__Task directions__:
Take from the material every line that contains the word "users".

------------------------------------------------------------

Issue #5486, opened 2023-08-22
Add 'Get Help' button to training modules


ragesoss:
### Current Behavior:

For logged in users, in `wiki_education` mode, the 'Get Help' button appears in the Course navbar (whenever a user is on a course page). However, when a student launches a training module from their course page, the Course navbar is not part of the training interface and there is no 'Get Help' button.

### Desired Behavior:

For logged in users, a 'Get Help' button should also appear when going through training modules.

### Additional context:

Currently, the training navbar is rendered server-side (while the main navbar at the top is rendered in React on the `nav_root` element, and the training slides are rendered in React below the training navbar on the `react_root` element).

The best option will probably be to refactor the training pages so that the training navbar also renders in React.

The behavior of the 'Get Help' button might need to be a little different, because on Course pages, it shows different options depending on the staff roles assigned to the course. It should probably just default to sending alerts to the Wiki Expert for the user's course (which could either be inferred server-side based on the user and which courses they are part of, or a course ID could be supplied). One way to get the relevant course would be to extract the slug from the `data-return-to` property of the React root (which is included in the slide_view html).

mapra99:
@ragesoss hey! I'd like to look into this

justiceotuya:
@ragesoss how do we navigate to the course page. cant seem to see that. also I have a training page that is not populated. is this the intended behaviour?

<img width="1800" alt="image" src="https://github.com/WikiEducationFoundation/WikiEduDashboard/assets/17678464/95555726-5d2e-4b23-938d-9d4e467cef10">

ragesoss:
@justiceotuya see https://github.com/WikiEducationFoundation/WikiEduDashboard/blob/master/docs/user_roles.md#loading-training-modules

To enable the Get Help button on a course page, you also need to be in `wiki_education: true` mode (via application.yml).

sharon-odhiambo:
Hello, I'll be working on this issue.

Ritesh17rb:
Has this issue been resolved @ragesoss ?

ragesoss:
@Ritesh17rb no, this is still open.

om-chauhan1:
Working on this

JiyaGupta-cs:
@ragesoss I guess the ```data-return-to``` way is not correct for all the possibilities, since if the user doesnt get to that training via any course then it won't include the course,
[...]

PR #5519, opened 2023-10-23
Add Get Help Button to Training Pages

sharon-odhiambo:
## What this PR does
Whenever a user is logged in wiki-education mode, they are able to access the get help button. The button is however not available when the user launches the training modules from the course page. This PR solves that problem:
Refactoring the training libraries page from the server side rendering by refactoring the index.html.erb to a React component
Refactoring a single library page from the server side to the client side
Adding the Get help button to a single library page and training module slides
Modifying the Get help button to default it to notifying the expert whenever a user clicks the get help button from the training pages.

This PR addresses issue [5486](https://github.com/WikiEducationFoundation/WikiEduDashboard/issues/5486)

## Screenshots
Before:

After:


sharon-odhiambo:
Hi @ragesoss ,
 after some time I've managed to make some progress on this page. However, I'm not able to get all the data when I'm on training pages but when I maneuvre to other pages I have the data.
If you are able to assist on this I'll appreciate. I'm still debuggin in the meantime. Kindly let me know if I'm on the right direction with this issue.

sharon-odhiambo:
Hi @ragesoss . I have the data in the local. The one I meant was for instance when I'm on training page and I want to access the state, I kind of find empty keys without their values or null values but when I move to like a course page, I have the data. It's probably how I'm passing data and all. 
Thanks for the help. Yes I agree that a PR for just the conversion would be easier before I do the Get Help. Lemme make a separate one. Thank you!

ragesoss:
@sharon-odhiambo I see. That data gets loaded into the Redux store on course pages because it gets fetched by the Course component when it mounts, and/or because it's data embedded in the HTML of course pages that gets parsed by React. Most of that data is specific to the individual course.

I think the strategy here should be:
1. Re-implement navigation in React, which may or may not require fetching or embedding additional data for use via Redux, but if it requires any, it should be pretty minimal, and perhaps would be best done by embedding it in the HTML. Search the codebase for ` #react_root{data:` to find examples of data embedded in the HTML that is intended for use in React.
2. Update the GetHelp component so that it can still function with as little data as possible. In particular, it will probably need to be able to work without access to a `course` object, because we don't necessarily know what course is relevant when a user is on a training page. (If they are only in a single course, we could infer that it's the relevant course, but for a user in multiple courses or no courses at all, we still want this work.)
3. Add an endpoint to fetch whatever additional data is needed, if it can't be added to the HTML. (There might not be any additional data needed that can't be included the HTML.)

------------------------------------------------------------

__Response below__:
For logged in users, in `wiki_education` mode, the 'Get Help' button appears in the Course navbar (whenever a user is on a course page). However, when a student launches a training module from their course page, the Course navbar is not part of the training interface and there is no 'Get Help' button.
For logged in users, a 'Get Help' button should also appear when going through training modules.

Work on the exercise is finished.